Stored data:
═══

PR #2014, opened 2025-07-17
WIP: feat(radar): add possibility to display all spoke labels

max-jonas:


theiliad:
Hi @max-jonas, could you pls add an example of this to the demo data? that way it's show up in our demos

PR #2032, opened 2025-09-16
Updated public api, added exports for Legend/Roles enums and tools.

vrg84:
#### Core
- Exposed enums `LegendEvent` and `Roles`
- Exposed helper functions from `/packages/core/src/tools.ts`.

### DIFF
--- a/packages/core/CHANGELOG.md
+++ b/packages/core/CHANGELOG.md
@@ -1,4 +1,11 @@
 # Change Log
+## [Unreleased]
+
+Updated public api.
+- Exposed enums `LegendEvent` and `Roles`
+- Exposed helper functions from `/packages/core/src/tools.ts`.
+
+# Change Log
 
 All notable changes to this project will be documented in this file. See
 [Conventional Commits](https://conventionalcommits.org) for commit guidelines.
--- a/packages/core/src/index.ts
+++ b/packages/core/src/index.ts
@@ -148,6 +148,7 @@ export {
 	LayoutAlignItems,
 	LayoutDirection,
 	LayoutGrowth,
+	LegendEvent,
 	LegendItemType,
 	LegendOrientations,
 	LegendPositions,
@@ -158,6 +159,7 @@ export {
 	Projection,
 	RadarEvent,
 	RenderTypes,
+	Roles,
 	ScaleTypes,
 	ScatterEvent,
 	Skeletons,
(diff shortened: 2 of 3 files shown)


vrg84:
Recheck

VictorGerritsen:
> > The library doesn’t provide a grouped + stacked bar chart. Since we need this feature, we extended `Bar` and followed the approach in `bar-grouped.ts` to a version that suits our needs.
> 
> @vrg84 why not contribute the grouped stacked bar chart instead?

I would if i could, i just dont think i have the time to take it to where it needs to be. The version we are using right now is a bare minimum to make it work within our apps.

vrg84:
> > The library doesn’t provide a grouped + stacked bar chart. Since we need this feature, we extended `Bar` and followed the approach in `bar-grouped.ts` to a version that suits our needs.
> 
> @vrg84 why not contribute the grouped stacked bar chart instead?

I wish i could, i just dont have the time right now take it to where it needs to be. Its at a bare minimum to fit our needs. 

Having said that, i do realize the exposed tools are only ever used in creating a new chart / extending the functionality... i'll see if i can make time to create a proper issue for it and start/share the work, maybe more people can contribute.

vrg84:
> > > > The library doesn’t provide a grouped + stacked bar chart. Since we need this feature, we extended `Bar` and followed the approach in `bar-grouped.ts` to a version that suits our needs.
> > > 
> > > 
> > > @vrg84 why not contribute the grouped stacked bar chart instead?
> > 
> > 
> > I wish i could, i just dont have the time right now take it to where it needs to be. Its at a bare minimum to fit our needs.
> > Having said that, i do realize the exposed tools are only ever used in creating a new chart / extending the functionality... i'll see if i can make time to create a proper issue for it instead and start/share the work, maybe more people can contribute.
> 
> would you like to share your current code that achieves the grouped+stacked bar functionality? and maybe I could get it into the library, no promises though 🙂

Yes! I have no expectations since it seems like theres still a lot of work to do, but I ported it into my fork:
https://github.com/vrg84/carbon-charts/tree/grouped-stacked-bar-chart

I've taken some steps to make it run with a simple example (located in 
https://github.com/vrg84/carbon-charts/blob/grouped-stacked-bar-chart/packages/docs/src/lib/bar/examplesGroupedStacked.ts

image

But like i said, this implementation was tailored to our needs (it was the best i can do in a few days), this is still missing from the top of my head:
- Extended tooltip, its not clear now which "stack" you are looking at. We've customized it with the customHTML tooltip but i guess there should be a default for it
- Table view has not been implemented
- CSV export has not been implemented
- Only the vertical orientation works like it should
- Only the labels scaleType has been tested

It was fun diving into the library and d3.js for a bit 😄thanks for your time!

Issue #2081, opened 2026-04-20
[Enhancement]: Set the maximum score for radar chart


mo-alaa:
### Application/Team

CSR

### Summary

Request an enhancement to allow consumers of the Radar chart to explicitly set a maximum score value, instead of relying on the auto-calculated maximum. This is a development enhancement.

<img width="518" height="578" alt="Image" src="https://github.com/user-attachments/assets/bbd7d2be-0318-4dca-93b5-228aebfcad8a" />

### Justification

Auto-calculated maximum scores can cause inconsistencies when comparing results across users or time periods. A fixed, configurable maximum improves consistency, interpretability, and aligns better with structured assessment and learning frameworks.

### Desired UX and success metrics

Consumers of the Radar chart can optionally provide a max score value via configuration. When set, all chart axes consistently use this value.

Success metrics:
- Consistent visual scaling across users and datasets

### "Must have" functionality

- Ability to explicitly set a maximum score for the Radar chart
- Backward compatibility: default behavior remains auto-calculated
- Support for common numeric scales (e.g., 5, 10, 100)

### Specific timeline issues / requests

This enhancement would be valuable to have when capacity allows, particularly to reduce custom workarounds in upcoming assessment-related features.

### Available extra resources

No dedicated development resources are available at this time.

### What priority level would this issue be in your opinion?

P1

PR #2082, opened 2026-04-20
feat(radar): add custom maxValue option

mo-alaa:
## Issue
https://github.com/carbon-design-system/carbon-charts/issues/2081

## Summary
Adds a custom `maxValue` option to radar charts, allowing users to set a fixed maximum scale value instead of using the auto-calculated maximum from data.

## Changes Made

═══

Work instructions: Reproduce each entry from the records above, character for character.

Result of this task:
PR #2014, opened 2025-07-17
WIP: feat(radar): add possibility to display all spoke labels

max-jonas:


theiliad:
Hi @max-jonas, could you pls add an example of this to the demo data? that way it's show up in our demos

PR #2032, opened 2025-09-16
Updated public api, added exports for Legend/Roles enums and tools.

vrg84:
#### Core
- Exposed enums `LegendEvent` and `Roles`
- Exposed helper functions from `/packages/core/src/tools.ts`.

### DIFF
--- a/packages/core/CHANGELOG.md
+++ b/packages/core/CHANGELOG.md
@@ -1,4 +1,11 @@
 # Change Log
+## [Unreleased]
+
+Updated public api.
+- Exposed enums `LegendEvent` and `Roles`
+- Exposed helper functions from `/packages/core/src/tools.ts`.
+
+# Change Log
 
 All notable changes to this project will be documented in this file. See
 [Conventional Commits](https://conventionalcommits.org) for commit guidelines.
--- a/packages/core/src/index.ts
+++ b/packages/core/src/index.ts
@@ -148,6 +148,7 @@ export {
 	LayoutAlignItems,
 	LayoutDirection,
 	LayoutGrowth,
+	LegendEvent,
 	LegendItemType,
 	LegendOrientations,
 	LegendPositions,
@@ -158,6 +159,7 @@ export {
 	Projection,
 	RadarEvent,
 	RenderTypes,
+	Roles,
 	ScaleTypes,
 	ScatterEvent,
 	Skeletons,
(diff shortened: 2 of 3 files shown)


vrg84:
Recheck

VictorGerritsen:
> > The library doesn’t provide a grouped + stacked bar chart. Since we need this feature, we extended `Bar` and followed the approach in `bar-grouped.ts` to a version that suits our needs.
> 
> @vrg84 why not contribute the grouped stacked bar chart instead?

I would if i could, i just dont think i have the time to take it to where it needs to be. The version we are using right now is a bare minimum to make it work within our apps.

vrg84:
> > The library doesn’t provide a grouped + stacked bar chart. Since we need this feature, we extended `Bar` and followed the approach in `bar-grouped.ts` to a version that suits our needs.
> 
> @vrg84 why not contribute the grouped stacked bar chart instead?

I wish i could, i just dont have the time right now take it to where it needs to be. Its at a bare minimum to fit our needs. 

Having said that, i do realize the exposed tools are only ever used in creating a new chart / extending the functionality... i'll see if i can make time to create a proper issue for it and start/share the work, maybe more people can contribute.

vrg84:
> > > > The library doesn’t provide a grouped + stacked bar chart. Since we need this feature, we extended `Bar` and followed the approach in `bar-grouped.ts` to a version that suits our needs.
> > > 
> > > 
> > > @vrg84 why not contribute the grouped stacked bar chart instead?
> > 
> > 
> > I wish i could, i just dont have the time right now take it to where it needs to be. Its at a bare minimum to fit our needs.
> > Having said that, i do realize the exposed tools are only ever used in creating a new chart / extending the functionality... i'll see if i can make time to create a proper issue for it instead and start/share the work, maybe more people can contribute.
> 
> would you like to share your current code that achieves the grouped+stacked bar functionality? and maybe I could get it into the library, no promises though 🙂

Yes! I have no expectations since it seems like theres still a lot of work to do, but I ported it into my fork:
https://github.com/vrg84/carbon-charts/tree/grouped-stacked-bar-chart

I've taken some steps to make it run with a simple example (located in 
https://github.com/vrg84/carbon-charts/blob/grouped-stacked-bar-chart/packages/docs/src/lib/bar/examplesGroupedStacked.ts

image

But like i said, this implementation was tailored to our needs (it was the best i can do in a few days), this is still missing from the top of my head:
- Extended tooltip, its not clear now which "stack" you are looking at. We've customized it with the customHTML tooltip but i guess there should be a default for it
- Table view has not been implemented
- CSV export has not been implemented
- Only the vertical orientation works like it should
- Only the labels scaleType has been tested

It was fun diving into the library and d3.js for a bit 😄thanks for your time!

Issue #2081, opened 2026-04-20
[Enhancement]: Set the maximum score for radar chart


mo-alaa:
### Application/Team

CSR

### Summary

Request an enhancement to allow consumers of the Radar chart to explicitly set a maximum score value, instead of relying on the auto-calculated maximum. This is a development enhancement.

<img width="518" height="578" alt="Image" src="https://github.com/user-attachments/assets/bbd7d2be-0318-4dca-93b5-228aebfcad8a" />

### Justification

Auto-calculated maximum scores can cause inconsistencies when comparing results across users or time periods. A fixed, configurable maximum improves consistency, interpretability, and aligns better with structured assessment and learning frameworks.

### Desired UX and success metrics

Consumers of the Radar chart can optionally provide a max score value via configuration. When set, all chart axes consistently use this value.

Success metrics:
- Consistent visual scaling across users and datasets

### "Must have" functionality

- Ability to explicitly set a maximum score for the Radar chart
- Backward compatibility: default behavior remains auto-calculated
- Support for common numeric scales (e.g., 5, 10, 100)

### Specific timeline issues / requests

This enhancement would be valuable to have when capacity allows, particularly to reduce custom workarounds in upcoming assessment-related features.

### Available extra resources

No dedicated development resources are available at this time.

### What priority level would this issue be in your opinion?

P1

PR #2082, opened 2026-04-20
feat(radar): add custom maxValue option

mo-alaa:
## Issue
https://github.com/carbon-design-system/carbon-charts/issues/2081

## Summary
Adds a custom `maxValue` option to radar charts, allowing users to set a fixed maximum scale value instead of using the auto-calculated maximum from data.

## Changes Made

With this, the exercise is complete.